Christina Sophonpanich

“Writers have always been concerned with the freedom of the human spirit, whether through dreaming, solitude or rebellion.”

Exploring the power of the human Spirit in John Steinbeck's
The Grapes of Wrath

Set in America during the great depression, The Grapes of Wrath opens up with the bleak backdrop of the Dust Bowl of Oklahoma, where the anguished and undernourished land is a parallel to the famine and poverty which the tenants are suffering from. Steinbeck immediately draws the reader into a dire situation where, during a transitory stage from handwork to machinery, tenants cannot keep up with the developing world of technology and hence are losing the land their families for generations back have been born on, worked on, and died on.

Like countless others of that time, the Joad family has been forced to surrender their land to bank magistrates and are reduced to homeless migrants.
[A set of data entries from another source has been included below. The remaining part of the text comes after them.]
PR #343, opened 2018-09-27
add python3 to supported runtimes

michaeladda:
tested with CI

### DIFF
--- a/lib/create.js
+++ b/lib/create.js
@@ -10,6 +10,7 @@ const runtimeToTemplateDir = {
   python2: 'py2',
   pypy2: 'py2',
   java8: 'java8',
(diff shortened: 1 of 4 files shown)


lib/create.js
```diff
@@ -10,6 +10,7 @@ const runtimeToTemplateDir = {
   python2: 'py2',
   pypy2: 'py2',
   java8: 'java8',
+  python3: 'py2',
```
rylandg: Should be py3

rylandg: Ahhh understood.

rylandg: I thought we did a print from python like we do node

The reader is taken on an epic yet tragic journey across America, following the Joad family westward from their home in Oklahoma all the way to the golden state of California, in search of work and opportunity.

Through the use of interchapters, Steinbeck reinforces the concept of the Joad family serving only as a representative of the plight of the migrants as a whole, and hence zooms in on the Joad family and out again to emphasize the significance of the wider spectrum encompassing all migrants suffering the same fate.

The story explores in great depth the universal themes of freedom, unity perseverance, determination and generosity through the struggle for survival against all odds. As his ultimate masterpiece, The Grapes of Wrath is Steinbeck’s exposition of the strength and power of the human spirit.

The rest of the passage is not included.